The dirty old shipping industry

December 2013/January 2014

Summer is here and we are heading for the coast. We really do hope you enjoy your time at the beach, but as you watch ships pass by, often close by, take note of the plume of filthy smoke they belch out and consider this piece published in Crikey in 2009.


Jenny Warfe, Blue Wedges, writes: Re. "Ship trails stop rainfall in its tracks"

Ben Sandilands analysis of what the dirty old shipping industry is doing to our global atmosphere sounds an alarm for what the same dirty mob is doing to our local air quality.
As Ben points out, ships burn the dirtiest fuel (bunker oil which is basically the remains of dinosaurs and ancient vegetation) producing high levels of SO 2 and sulphate particulate matter. Furthermore, CO2 emissions from shipping is double aviation, could rise by 75% in the next 15 to 20 years if world trade continues to grow and no action is taken, and is currently double the total emissions from Britain and more than all African countries combined.

Current port expansion plans here and around the world entrench the problem too, and unlike aviation, where airlines can be identified and regulated by country of origin, the shipping industry hides behind flags of convenience, so its emissions are immune from any regulation.
But, as well as all these appalling global atmospheric impacts, shipping emissions are linked to high rates of cardiovascular disease, cancer and asthma. In April 2009, The Guardian reported US research which found pollution from the world's 90,000 cargo ships leads to 60,000 deaths a year in the US alone, and costs up to $330 billion per year in health costs from lung and heart diseases. A new Danish study suggests that shipping emissions cost the Danish health service almost £5 billion a year, mainly treating cancers and heart problems. A previous study estimated that 1000 Danish people die prematurely each year because of shipping pollution. See:

Melbournians and bay side residents must be exposed to the same risks from the thousands of shipping movements every year in Port Phillip Bay. In Australia we have advanced as far as doing a study on the Greenhouse Gas emissions from shipping in two port regions -Fremantle and Brisbane. As far as we know though, no Australian studies have been done on other powerful pollutants with known health impacts from shipping emissions

Californian legislation now requires ships burning bunker oil to stay at least 22 miles off shore, and must burn cleaner, more expensive fuel when closer to shore and the US EPA estimates the coastal buffer zone will save more than 8000 lives a year.
But, it seems the Port of Melbourne Corporation, with its business right in the heart of Melbourne and its shipping lanes only a few kilometres from the shore in many parts of the Bay, and even closer in the Yarra, is yet to address this major issue. It is however more than happy to spend $4+ million on its recent advertising campaign boasting of being the largest and busiest container port in the nation.

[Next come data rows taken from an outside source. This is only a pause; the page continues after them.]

PR #6519, opened 2020-07-01
Fix forceFetch option to allow disabling deduplication on a per-query basis

### LINKED ISSUE #4150: if a Query is stopped using AbortController, it cannot be executed again.

Kujawadl:
### Bug

For our use case, we need to be able to cancel a very long-running query (optimizing the query execution time is out of our control) in certain edge cases. Per [this comment](https://github.com/apollographql/apollo-client/issues/4150#issuecomment-500127694), this can be achieved using `watchQuery`'s observable's `unsubscribe` function, but only if query deduplication is disabled.

Per [these docs](https://www.apollographql.com/docs/link/links/dedup/#context), it should be possible to disable query deduplication on a per-query basis using the `forceFetch` option in context. However, in my testing, I found that is not the case; only disabling it globally worked.

### Fix

After digging into the code a bit, I found that the query manager is actually overwriting the `forceFetch` value with `!deduplicate`, and then ignoring the `forceFetch` when it considers whether to run the deduplication logic. I fixed the overwrite, and added a check to ensure that the deduplication logic only runs if deduplicate is set globally *and* `forceFetch` is not true.

### Tests

I also added a new unit test to cover this case (mostly just copy/pasted from the unit test that covers the global deduplication option).

### Docs

Concerning the steps on how to cancel a currently-running query (from the [linked comment](https://github.com/apollographql/apollo-client/issues/4150#issuecomment-500127694)), please let me know if this is something you would like formally documented. I'm more than happy to add that to the docs as part of this PR, or as a separate PR.

### Checklist:

<hr />

Another dev wrote a PR to fix this as well, #6261; however, their PR adds a new option, rather than fixing the one that is already documented. So this PR will also allow us to close #6261.

Fixes #4150
Closes #6261

Thanks in advance for your time.

### DIFF
--- a/CHANGELOG.md
+++ b/CHANGELOG.md
@@ -6,6 +6,9 @@
 
 ### `ApolloClient`
 
+- The query manager now respects the [forceFetch](https://www.apollographql.com/docs/link/links/dedup/#context) option, disabling the deduplication logic when provided. <br/>
+  [@Kujawadl](httpsp://github.com/Kujawadl) in [#6519](https://github.com/apollographql/apollo-client/pull/6519)
+
 - **[BREAKING]** `ApolloClient` is now only available as a named export. The default `ApolloClient` export has been removed. <br/>
   [@hwillson](https://github.com/hwillson) in [#5425](https://github.com/apollographql/apollo-client/pull/5425)
 
--- a/src/__tests__/client.ts
+++ b/src/__tests__/client.ts
@@ -1348,8 +1348,8 @@ describe('client', () => {
       },
     };
 
-    // we have two responses for identical queries, but only the first should be requested.
-    // the second one should never make it through to the network interface.
+    // we have two responses for identical queries, and both should be requested.
+    // the second one should make it through to the network interface.
     const link = mockSingleLink({
       request: { query: queryDoc },
       result: { data },
@@ -1374,6 +1374,50 @@ describe('client', () => {
       expect(stripSymbols(result2.data)).toEqual(data2);
     }).then(resolve, reject);
   });
+
+  itAsync('does not deduplicate queries if query context.forceFetch is set to true', (resolve, reject) => {
+    const queryDoc = gql`
+      query {
+        author {
+          name
+        }
+      }
+    `;
+    const data = {
+      author: {
+        name: 'Jonas',
+      },
+    };
+    const data2 = {
+      author: {
+        name: 'Dhaivat',
+      },
+    };
+
+    // we have two responses for identical queries, and both should be requested.
+    // the second one should make it through to the network interface.
+    const link = mockSingleLink({
+      request: { query: queryDoc },
+      result: { data },
+      delay: 10,
+    }, {
+      request: { query: queryDoc },
+      result: { data: data2 },
+    }).setOnError(reject);
+    const client = new ApolloClient({
+      link,
+      cache: new InMemoryCache({ addTypename: false }),
+    });
+
+    const q1 = client.query({ query: queryDoc, context: { forceFetch: true } });
+    const q2 = client.query({ query: queryDoc, context: { forceFetch: true } });
+
+    // if deduplication happened, result2.data will equal data.
+    return Promise.all([q1, q2]).then(([result1, result2]) => {
+      expect(stripSymbols(result1.data)).toEqual(data);
+      expect(stripSymbols(result2.data)).toEqual(data2);
+    }).then(resolve, reject);
+  })
 
   itAsync('deduplicates queries by default', (resolve, reject) => {
     const queryDoc = gql`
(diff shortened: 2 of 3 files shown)


thomasobrienglobality:
It seems like this functionality is supposed to be supported by two different things, or the docs need to be updated? As you say, the `forceFetch` option should work, and/or according this https://www.apollographql.com/docs/react/networking/network-layer/#query-deduplication we should be able to specify the de-duplication strategy for individual requests. If I'm understanding this correctly, this should probably be reduced to one option and the docs updated.

Kujawadl:
> It seems like this functionality is supposed to be supported by two different things, or the docs need to be updated? As you say, the `forceFetch` option should work, and/or according this https://www.apollographql.com/docs/react/networking/network-layer/#query-deduplication we should be able to specify the de-duplication strategy for individual requests. If I'm understanding this correctly, this should probably be reduced to one option and the docs updated.

Good catch! Those docs are actually incorrect on two counts:

> [deduplication] can be turned off by passing `queryDeduplication: false` to the context on each requests...

As far as I can tell, neither apollo-client, nor [apollo-link-dedup](https://github.com/apollographql/apollo-link/tree/master/packages/apollo-link-dedup) supports the `queryDeduplication` option. They both claim to support `forceFetch`, and apollo-link-dedup does support it, so I assumed that's the field that we would want to use here.

Alternatively, we could update both libraries to support `queryDeduplication` instead of `forceFetch`, but using `forceFetch` means we only have to update one library.

> ...or using the `defaultOptions` key on Apollo Client setup

Since the `queryDeduplication` field doesn't work as a per-query option in either library at the moment, providing it as a default query option wouldn't affect anything.

The correct way to disable deduplication globally would be with the `queryDeduplication` key in the Apollo client setup.

### Options

1. I can update the docs you linked to reference `context.forceFetch` and the `queryDeduplication` global key, instead of `context.queryDeduplication` and `defaultOptions`.
2. I can modify this PR to honor the `context.queryDeduplication` value instead of `forceFetch`, and remove all reference to `forceFetch` from the docs. This would also require an update to apollo-link-dedup, but has the added advantage that users could then disable deduplication globally and still re-enable it per query. With the PR as it currently is, if they disable deduplication globally, there is no option to re-enable it per-query.

thomasobrienglobality:
I'm not a maintainer, but I'd be more in favor of the second option for the advantage you mention but also for the sake of clarity/explicit-ness:
* `forceFetch` is a pretty generic name, and it's not obvious (outside of the context of `apollo-link-dedup`) what it refers to/why it would be necessary. 
* The second option reduces the number of keys used to modify the same behavior from 2 to 1.

Kujawadl:
I'm convinced. After looking into it a bit more, it's not really possible to change the `forceFetch` option in apollo-link-dedup, since it's currently got a lot of logic to bail out of the deduplication if that's true, and relies on the fact that if it isn't provided, it's falsy.

I think it's best to leave the `forceFetch` option in apollo-link-dedup as-is, being overwritten in apollo-client. It would essentially become an internal option that gets overwritten in the client by whatever the `queryDeduplication` value is, with the context value (if any) taking precedence over the client value (defaulting to true).

I will update the docs in apollo-link-dedup to use the `queryDeduplication` logic and submit a PR for that. It doesn't matter that `forceFetch` is used internally from the client to the link, as long as it gets set from the right key, and that key is documented consistently and correctly, which I think it is.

Vessel High Courage at the Port of Melbroune
Image P. Crotty 2008

It is time for a much closer look at the so called "benefits" from having a massive port in the middle of our fair city


A 2012 CSIRO study identified that shipping emissions make up more than a quarter of nitrogen oxide emissions generated in the Australian region. It found 30 per cent of anthropogenic nitrogen oxide emissions and 20 per cent of oxides of sulphur emissions generated in the Australian region may come from shipping. These non greenhouse gases have the potential to affect air quality near coastal regions, and have consequences for human health and amenity.

The ports of Perth, Melbourne, Sydney and Brisbane are located where seasonally-prevailing onshore winds dominate and the pollutants from shipping frequently will be carried into the air-sheds of these major urban population centres. We are seeing increasing regulation of land-based emissions but limited regulation of shipping emissions and expect that in the near-future there will be a need to monitor more closely emissions from shipping, the study says.

Over 3,000 ships move through Port Phillip Bay each year, and in parts of the Bay shipping lanes are within a few kilometres of the coast. At Portsea, Sorrento, Point Lonsdale, Queenscliff and in Melbourne, they are even closer.

Off McCrae every day.    J. Warfe 2011

So, as the Victorian government is now planning a massive 9 million container per annum port development at Hastings in Westernport (which would dwarf the current throughput of the Port of Melbourne 2.4 million containers p.a.) we should be very worried about the Greenhouse Gas and human health impacts of this massive proposal, and we should do all we can to ensure our government does not expose us to such appalling risks.

The Greenhouse and non Greenhouse Gas emissions from shipping is a ticking time bomb for the health of the planet and all who live here. It is the giant elephant in the room alongside the dinosaurs who are planning business as usual port expansions in our Bays and around Australia.